Icon Burger Acquisition, LLC recently agreed to settle a racial discrimination suit filed by an employee for $70,000.
Earlier this week, Icon Burger Acquisition, LLC agreed to settle a racial discrimination lawsuit for $70,000. In addition, the company must “implement substantial non-monetary measures,” according to the U.S. Equal Employment Opportunity Commission (EEOC). What happened, though?
According to the lawsuit, a manager at a Smashburger in Long Island, New York “subjected an African American employee to a racially hostile work environment.” The suit further stated the employee was frequently on the receiving end of racial slurs and the employee was harassed for “being in an interracial relationship.” When the employee complained about the treatment to his district manager, his complaints weren’t “taken seriously and the manager then succeeded in having him involuntarily transferred to a location much farther from his home,” according to the EEOC.
The treatment the employee allegedly endured violated Title VII of the Civil Rights Act of 1964, which protects employees from workplace harassment based on race. The suit was filed in U.S. District Court for the Eastern District of New York. However, before it was filed, the EEOC attempted to reach a pre-litigation settlement through its voluntary conciliation process.
Earlier this month, U.S. District Court Judge Joanna Seybert “entered a three-year consent decree to resolve the case.” As part of the decree, the employee received $70,000 in compensatory damages for “emotional distress and other damages.” Additionally, the employee was granted non-monetary relief, including the following, according to the decree: “revisions to Smashburger’s nationwide anti-discrimination policies; creation of nationwide procedures for the investigation of discrimination and retaliation complaints; nationwide training for supervisors, management, and human resources employees; training for all New York employees; and periodic reporting to the EEOC.”
When commenting on the case, EEOC Regional Attorney Jeffrey Burstein said:
“Calling an African American employee by cruel racial epithets is both abhorrent and unlawful. It is the responsibility of every employer to take prompt, thorough action when it receives a report of racial harassment.”
Judy Keenan, the EEOC’s New York District Director, also chimed in and said:
“Racial slurs are unacceptable in the workplace, and it is an employer’s obligation to take immediate corrective action once it becomes aware of such misconduct.”

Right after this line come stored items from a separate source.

PR #531, opened 2024-12-15
fix(contracts,sqlite): Fix contract account usage calculation

n8maninger:
`incrementContractUsage` is called from `updateContractUsage` for `distributeRHP3AccountUsage` effectively doubling the contract usage columns.

### DIFF
--- a/persist/sqlite/migrations.go
+++ b/persist/sqlite/migrations.go
@@ -12,6 +12,12 @@ import (
 	"go.uber.org/zap"
 )
 
+// migrateVersion37 recalculates the contract metrics to remove the pending contract
+// values from the metrics.
+func migrateVersion37(tx *txn, log *zap.Logger) error {
+	return recalcContractMetrics(tx, log)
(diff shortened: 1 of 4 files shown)


ChrisSchinnerl (approved):

persist/sqlite/migrations.go
```diff
@@ -12,6 +12,12 @@ import (
 	"go.uber.org/zap"
 )
 
+// migrateVersion37 recalculates the contract metrics to remove the pending contract
+// values from the metrics.
+func migrateVersion37(tx *txn, log *zap.Logger) error {
+	return recalcContractMetrics(tx, log)
```
peterjan, line 18: I noticed you decode registry read/write in your v2 contracts query (see `recalc.go:171`)

n8maninger: 💪🏻

ChrisSchinnerl (approved):

PR #546, opened 2024-12-29
Use standard directories

n8maninger:
Uses standard locations for application data instead of the current directory. This brings `hostd` in line with other system services and makes it easier to manage application data. This should fall back to `PWD` if a database file already exists.

#### Linux, FreeBSD, OpenBSD
- Configuration: `/etc/hostd`
- Data directory: `/var/lib/hostd`

#### macOS
- Configuration: `~/Library/Application Support/hostd`
- Data directory: `~/Library/Application Support/hostd`

#### Windows
- Configuration: `%APPDATA%\SiaFoundation\hostd`
- Data directory: `%APPDATA%\SiaFoundation\hostd`

#### Docker
- Configuration: `/data`
- Data directory: `/data`

### DIFF
--- a/.changeset/use_default_data_directories.md
+++ b/.changeset/use_default_data_directories.md
@@ -1,0 +1,19 @@
+---
+default: patch
+---
+
+# Use standard locations for application data
+
+Uses standard locations for application data instead of the current directory. This brings `hostd` in line with other system services and makes it easier to manage application data.
+
+#### Linux, FreeBSD, OpenBSD
+- Configuration: `/etc/hostd`
+- Data directory: `/var/lib/hostd`
+
+#### macOS
+- Configuration: `~/Library/Application Support/hostd`
+- Data directory: `~/Library/Application Support/hostd`
+
+#### Windows
+- Configuration: `%APPDATA%\SiaFoundation\hostd`
+- Data directory: `%APPDATA%\SiaFoundation\hostd`
--- a/.changeset/use_default_data_directories.md
+++ b/.changeset/use_default_data_directories.md
@@ -7,13 +7,17 @@ default: major
 Uses standard locations for application data instead of the current directory. This brings `hostd` in line with other system services and makes it easier to manage application data.
 
 #### Linux, FreeBSD, OpenBSD
-- Configuration: `/etc/hostd`
+- Configuration: `/etc/hostd/hostd.yml`
 - Data directory: `/var/lib/hostd`
 
 #### macOS
-- Configuration: `~/Library/Application Support/hostd`
+- Configuration: `~/Library/Application Support/hostd.yml`
 - Data directory: `~/Library/Application Support/hostd`
 
 #### Windows
-- Configuration: `%APPDATA%\SiaFoundation\hostd`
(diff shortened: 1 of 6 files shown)


cmd/hostd/run.go
```diff
@@ -41,6 +42,32 @@ import (
...
 
+func defaultDataDirectory(fp string) string {
+	// use the provided path if it's not empty
+	if fp != "" {
+		return fp
+	}
+
+	// check for databases in the current directory
+	if _, err := os.Stat("hostd.db"); err == nil {
+		return ""
```
peterjan, line 53: `return "."` to be consistent with :67

cmd/hostd/main.go
```diff
@@ -94,17 +95,46 @@ func openBrowser(url string) error {
...
+	return paths
+}
+
+// tryLoadConfig tries to load the config file. It will try multiple locations
+// based on GOOS starting with PWD/hostd.yml. If the file does not exist, it will
+// try the next location. If an error occurs while loading the file, it will
+// print the error and exit. If the config is successfully loaded, the path to
+// the config file is returned.
+func tryLoadConfig() string {
+	for _, fp := range tryConfigPaths() {
```
peterjan, line 130: Should we change the order of the paths in `tryConfigPaths` and have it return the OS specific paths first? Did you consider either logging what config file gets loaded or print a warning of multiple config files are present?

peterjan (dismissed):
LGTM 👍

cmd/hostd/main.go
n8maninger: I'm not sure about the ordering, but the goal was to be consistent in prioritizing most specific to least specific when deciding which setting to use. The priorities are as follows:

1. CLI Flags
2. Environment Variables
3. Config file
  3.1 PWD
  3.2 Data directory
  3.3 OS path

cmd/hostd/run.go
```diff
@@ -41,6 +42,32 @@ import (
...
+	} else if _, err := os.Stat("hostd.sqlite3"); err == nil {
+		return ""
+	}
+
+	// default to the operating system's application directory
+	switch runtime.GOOS {
```
ChrisSchinnerl, line 59: I'd consider moving this whole switch statement into a helper method to avoid duplicating it 3 times. For the one case where we want to be compatible with the old location we can add a dedicated
```
switch runtime.GOOS {
  case "linux", "freebsd", "openbsd":
    // add old default
}
```
and still save a bunch of lines

.changeset/use_default_data_directories.md
```diff
@@ -0,0 +1,19 @@
+---
+default: patch
```
ChrisSchinnerl, line 2: `major`? Behavior of default `hostd config` command changed.

cmd/hostd/run.go
n8maninger: The three are subtly different:

1. `run.go:59` returns `/var/lib/hostd` on Linux
2. `config.go:258` returns `/etc/hostd/hostd.yml` on Linux
3. `main.go:110`, as you said, returns multiple paths

ChrisSchinnerl (approved):

peterjan (approved):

The EEOC’s New York District Office works to process discrimination charges, as well as “administrative enforcement, and the conduct of agency litigation” throughout a variety of states, including New York, northern New Jersey, Massachusetts, Connecticut, Maine, Rhode Island, Vermont, and New Hampshire. The EEOC itself is designed to help advance opportunities in the workplace by fighting against employment discrimination.